Figure 1.

Endophilin B1 was localized to EEA1-positive early endosomes. A, Expression of endophilin B1 was developmentally regulated in the brain (top) and SCGs (bottom). Expression of endophilin B1 increased throughout development, with maximal expression detected in the adult stage (Ad). B, Endophilin B1 was localized to light membrane and synaptic vesicle-enriched fractions. Adult brains were subjected to differential centrifugations to obtain various fractions. Immunoblotting against endophilin B1 revealed that endophilin B1 was localized to a light membrane fraction (P3), which includes plasma membrane and intracellular organelles such as endosomes and lysosomes. In addition, endophilin B1 was enriched in a synaptic vesicle-enriched fraction (LP2), indicating that endophilin B1 may also be present in synaptic vesicles. Endophilin A (EndoA) was included as controls. C, Endogenous endophilin B1 colocalized partially with EEA1 and LAMP2 in the cell body of hippocampal neurons, but punctate colocalization was only observed between endophilin B1 and EEA1 in the neurites.

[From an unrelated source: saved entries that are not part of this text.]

PR #13944, opened 2019-06-10
bpo-26806: add 30 to the recursion limit in IDLE's shell

taleinat:
This is done to compensate for the extra stack frames added by IDLE's shell, which can cause problems when setting the recursion limit to low values.

This wraps `sys.setrecursionlimit()` and `sys.getrecursionlimit()`, adding a note about this to their doc-strings.

https://bugs.python.org/issue26806


taleinat:
@terryjreedy, I couldn't figure out where you'd like this mentioned in which docs. I'm happy to add appropriate wording if you point me in the right direction.

Lib/idlelib/run.py
```diff
@@ -474,6 +475,44 @@ def __init__(self, rpchandler):
...
+
+            @wraps(sys.getrecursionlimit)
+            def getrecursionlimit():
+                return getrecursionlimit.__wrapped__() - 25
+            sys.getrecursionlimit = getrecursionlimit
+
+            del sys
+            del wraps
+            """)
+        exec(code, self.locals)
```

Quantitation of the colocalization between endophilin B1 staining and EEA1 or LAMP2 immunoreactivities is depicted in the histogram. Error bars indicate SD. Scale bar, 20 μm. D, Endophilin B1 interacted with EEA1, but not Rab4, Rab7, and LAMP2 in PC12 cells. Association between EEA1 and endophilin B1 was enhanced after 30 min of NGF treatment. Endophilin B1 also interacted with TrkA both before and after NGF treatment, although NGF treatment further enhanced the association.